Massachusetts Daily Collegian

A free and responsible press serving the UMass community since 1890

A free and responsible press serving the UMass community since 1890

Massachusetts Daily Collegian

A free and responsible press serving the UMass community since 1890

Massachusetts Daily Collegian

State passes Baby Safe Haven law in house

The Massachusetts House of Representatives has given preliminary approval to the Baby Safe Haven/Newborn Protection bill. The bill will now move onto the Senate floor for further legislation, which has the possibility to hold it for as long as the next seven weeks of the current legislative session.

Currently, there are already two Baby Safe Haven bills stalled in the House Ways and Means Committee. If approved, Massachusetts would become the 42nd state to establish Baby Safe Haven laws in the United States.

The Baby Safe Haven/Newborn Protection laws give parents the ability to “drop off” their infant (within a decided time period, generally 72 hours following birth) off in a designated safe place such as a police station, hospital, or other state sanctioned facilities without fear of criminal prosecution.

Advocates of the laws say that they allow parents to separate themselves completely from the responsibility a child brings without becoming criminals in the eyes of the state. Upon relinquishment of the child, the parents give up their rights to the child in the future. According to the Center for Disease Control, babies on the day of their birth are within a group of 10 that are most likely to be murdered.

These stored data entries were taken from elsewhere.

PR #2799, opened 2023-09-07
Update ink to 4.4.1

matteodepalo:

4.4.1 introduces a fix that we need for Windows and the `Tasks` component `useInput` usage.

Update ink to 4.4.1

### How to test your changes?

Run all the kitchen sink commands and see that they work correctly.

- `shopify kitchen-sink prompts`
- `shopify kitchen-sink async`
- `shopify kitchen-sink static`

- Run `dev` on a new app, see that the footer includes shortcuts.
- Run `pnpm shopify app generate extension` on a new app in Windows. It should work until the end.


Arkham (approved):
Code looks good and I tested using kitchen sink and `bin/create-test-app.js` :+1`

PR #2800, opened 2023-09-07
Dev component exits with exception when error received from processes

alvaro-shopify:
Right now if you run the `dev` command with an app with a theme app extension using a wrong Ruby version, the command exists silently without any error message.

When one of the process included in the `dev` command throws an exception the CLI exists silently

The exception should managed by the global error handler so among other things the error banner is displayed

When the `Dev` component catches an exception from one of the processes, the exception is sent with the abort signal so the ink library can rethrow it once the component is unmounted.

### How to test your changes?
- Change your Ruby version to an unsupported one (< `2.7.1`) 
- Run the dev command with an app with a theme app extension
- You should see an error like this
```
╭─ error ───────────────────────────────────────────────────────────────────────────────────────────────────────────────────────────────────────────╮
│                                                                                                                                                   │
│  Ruby version 2.6.10 is not supported                                                                                                             │
│                                                                                                                                                   │
│  Make sure you have at least Ruby 2.7.5 installed on your system. Documentation.                                                                  │
│                                                                                                                                                   │
╰───────────────────────────────────────────────────────────────────────────────────────────────────────────────────────────────────────────────────╯
```

### Measuring impact

### Checklist

### DIFF
--- a/.changeset/perfect-points-agree.md
+++ b/.changeset/perfect-points-agree.md
@@ -1,0 +1,6 @@
+---
+'@shopify/cli-kit': patch
+'@shopify/app': patch
+---
+
+Dev component rethrow the exception to display error banner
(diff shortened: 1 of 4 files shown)


matteodepalo:
Really nice work!

PR #2803, opened 2023-09-07
Recognize surface for legacy customer account extension targets

jrrafols:

When inferring a surface from a target, only targets prefixed with `customer-account` are currently recognized as customer account extensions.

We are in the process of migrating 1p apps from the legacy format to the new format so we need to support the legacy targets (that are prefixed with `CustomerAccount`) in the interim.

Adds a fallthrough case statement for handling `customeraccount` in addition to `customer-account`.

### How to test your changes?

* Follow up to step 7 from [this doc](https://docs.google.com/document/d/1T5yHuJxGPg37IQhT7uNOcJb8Ned5GXc_y-rCOJDRcJU/edit#heading=h.ua5trnf4kn9g) to generate a new customer account extension
* Navigate to the app directory and use `pwd` to find the path
* Return to the `cli` directory and run `pnpm shopify app dev --path {path_to_your_app}`
* Once the dev server is running, press `p` to preview. Click on the extension (with the old target name) and ensure that the preview loads properly

### Measuring impact

### Checklist

### DIFF
--- a/packages/app/src/cli/services/dev/extension/server/utilities.test.ts
+++ b/packages/app/src/cli/services/dev/extension/server/utilities.test.ts
@@ -122,6 +122,23 @@ describe('getExtensionPointRedirectUrl()', () => {
     )
   })
 
+  test('returns customer account server URL if the extension point uses legacy customer account target', () => {
+    const extension = {
+      devUUID: '123abc',
+    } as ExtensionInstance
+
+    const options = {
+      storeFqdn: 'example.myshopify.com',
+      url: 'https://localhost:8081',
+    } as unknown as ExtensionDevOptions
+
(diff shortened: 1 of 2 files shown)


jrrafols:
> Is your new ui extension using both new and old targets? Otherwise I'm not sure I understand why we need this change as the old legacy extension would not hit the same code path as the new ui extensions

Yes, initially when we migrate the 1p apps, they will still be using the legacy targets. A following step will be to replace those targets with the new targets at which point the changes in this PR can be removed.

vividviolet:
I'm wondering if that's necessary? It's a lot easier to just migrate straight to the new targets no? Is this because it's not possible on the host side to support new targets right away?

vividviolet (approved):

PR #2815, opened 2023-09-12
Add more metadata for the config commands

matteodepalo:

As per https://github.com/Shopify/develop-app-management/issues/40 we want to track more metadata for `config` commands as well.

This PR adds a new function called `logMetadataForLoadedConfigContext` that tracks `partner_id` and `api_key`.


matteodepalo:
@shauns added a test for `use`.

shauns (approved):

PR #2818, opened 2023-09-12
Fix issue of redirecting customer account ui extension to checkout

lihaokx:

Resolves: https://github.com/Shopify/core-issues/issues/60345

In cli, it redirects all targets start from `customer-account.order-status` to checkout. [Code is here.](https://github.com/Shopify/cli/blob/main/packages/app/src/cli/services/dev/extension/utilities.ts#L44)

We should only redirect [these 4 checkout targets](https://github.com/Shopify/shopify/blob/main/components/apps/app/services/apps/models/ui_extension/schema/groups/checkout_ui.rb#L222-L227) to checkout instead of all of them

### How to test your changes?
1. Enable customer account and ui extension flags for your partner account.
2. Create a new customer account ui extension locally.
3. dev clone cli and checkout to this branch.
 `pnpm shopify app dev --path your_extension_app_path --reset`
4. Test different targets in your extension (by updating `shopify.extension.toml` and changing the target in the corresponding module.)
5. Ensure that the `customer-account.order-status...` targets specified in the PR redirect to checkout when you attempt to preview, while other targets redirect to customer accounts.
 
You can also check this video for 🎩  https://videobin.shopify.io/v/9gvo8P

### Measuring impact

### Checklist

### DIFF
--- a/packages/app/src/cli/services/dev/extension/utilities.test.ts
+++ b/packages/app/src/cli/services/dev/extension/utilities.test.ts
@@ -19,9 +19,9 @@ describe('getExtensionPointTargetSurface()', () => {
     expect(getExtensionPointTargetSurface('purchase.thank-you.cart-line-list.render-after')).toBe('checkout')
   })
 
-  test('returns "checkout" for a UI extension targeting customer-account.order-status.*', async () => {
+  test('returns "checkout" for a checkout UI extension target that starts with customer-account', async () => {
     expect(getExtensionPointTargetSurface('customer-account.order-status.block.render')).toBe('checkout')
-    expect(getExtensionPointTargetSurface('customer-account.order-status.contact-information.render-after')).toBe(
+    expect(getExtensionPointTargetSurface('customer-account.order-status.customer-information.render-after')).toBe(
       'checkout',
     )
     expect(getExtensionPointTargetSurface('customer-account.order-status.cart-line-item.render-after')).toBe('checkout')
--- a/packages/app/src/cli/services/dev/extension/utilities.ts
+++ b/packages/app/src/cli/services/dev/extension/utilities.ts
@@ -40,8 +40,7 @@ export function getExtensionPointTargetSurface(extensionPointTarget: string) {
     // Covers Customer Accounts UI extensions (future)
     case 'customeraccount':
     case 'customer-account': {
-      // These targets are rendered by Checkout
-      if (page === 'order-status') {
+      if (isCheckoutRenderedCustomerAccountTarget(extensionPointTarget)) {
         return 'checkout'
       }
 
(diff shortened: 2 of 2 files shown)


packages/app/src/cli/services/dev/extension/utilities.ts
```diff
@@ -58,3 +58,14 @@ export function getExtensionPointTargetSurface(extensionPointTarget: string) {
...
+function isCheckoutTargetsBeginsWithCustomerAccount(extensionPointTarget: string) {
+  const checkoutTargetsBeginsWithCustomerAccount = new Set([
+    'customer-account.order-status.cart-line-item.render-after',
+    'customer-account.order-status.cart-line-list.render-after',
+    'customer-account.order-status.customer-information.render-after',
+    'customer-account.order-status.block.render',
+  ])
+
+  return checkoutTargetsBeginsWithCustomerAccount.has(extensionPointTarget)
+}
```
alxclark, line 71: What should the DX look like when developing these extensions ? If a shop has no order, is it proper to send you to customer account although you need to go and complete a checkout first ?

Once all of those extension points are on ODP do you expect us to align the behaviour ?

lihaokx: If a shop does not have an order, it may make sense to redirect to checkout page.
If a shop already has an order, it does not make any sense to redirect to checkout page. 

The issue is that cli does not know if the shop has an order or not. 

These are good questions. I will have a alignment with my team about this.

packages/app/src/cli/services/dev/extension/utilities.test.ts
```diff
@@ -19,9 +19,9 @@ describe('getExtensionPointTargetSurface()', () => {
     expect(getExtensionPointTargetSurface('purchase.thank-you.cart-line-list.render-after')).toBe('checkout')
   })
 
-  test('returns "checkout" for a UI extension targeting customer-account.order-status.*', async () => {
+  test('returns "checkout" for a checkout UI extension target starts with customer-account', async () => {
```
jrrafols, line 22: nit
```suggestion
  test('returns "checkout" for a checkout UI extension target that starts with customer-account', async () => {
```

jrrafols (approved):
I made a couple changes to update naming, but logic is the same as originally implemented by @lihaokx.

🎩 ✅

packages/app/src/cli/services/dev/extension/utilities.ts
```diff
@@ -58,3 +57,14 @@ export function getExtensionPointTargetSurface(extensionPointTarget: string) {
...
   }
 }
+
+function isCheckoutRenderedCustomerAccountTarget(extensionPointTarget: string) {
+  const customerAccountCheckoutRenderedTargets = new Set([
+    'customer-account.order-status.cart-line-item.render-after',
+    'customer-account.order-status.cart-line-list.render-after',
+    'customer-account.order-status.customer-information.render-after',
+    'customer-account.order-status.block.render',
+  ])
```
alxclark, line 67: Nit: Since this is a constant you could extract it to avoid creating a new set on every function call.

alxclark (approved):

packages/app/src/cli/services/dev/extension/utilities.ts
jrrafols: Moving these to a constant made the separate function redundant so the check is now being performed directly in `getExtensionPointTargetSurface`

PR #2828, opened 2023-09-14
Make it so dependabot groups together minor and patch updates into a single PR

Arkham:

Currently dependabot opens a zillion PRs

Make dependabot open a single PR with all the updates


amcaplan (approved):
looks good to me!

This probability increases dramatically, the Center says, if the child is born to an unwed mother who has given birth away from a hospital.

Currently, 41 states have approved and established Safe Haven programs, and Pennsylvania is making moves to be the 42nd. During his term as Governor of Texas, President George W. Bush signed into law the first of the Safe Haven bills in 1999. The state of Texas has also allocated further federal funds to publicize the laws and educate their citizens about them.

Similar laws are currently being debated by the remaining eight states unprotected by the laws. Although safe havens are legal in Connecticut and New York, they remain absent in Vermont and New Hampshire, Massachusetts’ closest neighbors in the New England area.

Smaller states, and conservative Republican states were, according to Safe Haven advocates, the first states to issue the laws.

“It’s much more of a conservatives’ issue,” said Safe Haven advocate Michael Morrisey. “Republican governors are much more likely to pass the bills. Sixty percent have been signed by Republican governors.”

Also proponents of the bills are Pro-life groups, according to Morrisey. He has worked on promoting and getting Safe Haven bills passed since he and his wife, Jean, buried abandoned baby Rebecca Mary in November of 2001. Morrisey explained that pro-life groups are interested in giving children, unborn and born, every chance they can get. Pro-life groups are as well proponents; however, according to Morrisey, they have not contributed as many core supporters and volunteers as the pro-life groups have.

Following the burial of Rebecca Mary, Morissey said that he was upset by the lack of action state legislators took following the case of Baby Rebecca Mary.

“Not a single Massachusetts state official came forward in outrage in the fact that if Massachusetts had implemented a true ‘Safe Haven’ law with immunity and anonymity, then made the public aware of the law, we might have seen Baby Rebecca Mary about to have her first Christmas with a loving family,” he said in a statement to the Boston Herald on Nov. 28, 2001.

There have been at least six reported cases of infant abandonment in Massachusetts since Sept. 1, 2001, according to Morrisey. One of these is the case involving former UMass student Jennifer Paluseo, 19, of Plymouth, Mass., who is currently charged with homicide and the improper disposal of human remains.

Paluseo was arraigned on June 20 after her nine pound, male newborn was found in a trash receptacle in James Dormitory on May 2. Then a freshman, Paluseo withdrew from the University before the conclusion of her spring semester and has since been living at home with her parents. According to Paluseo’s court appointed lawyer, Terry Nagel, her family posted the $25,000 bail.

Morissey believes that it is cases like Paluseo’s, and the average two to six known newborn abandonment cases a year, that have prompted the House to approve the current bill.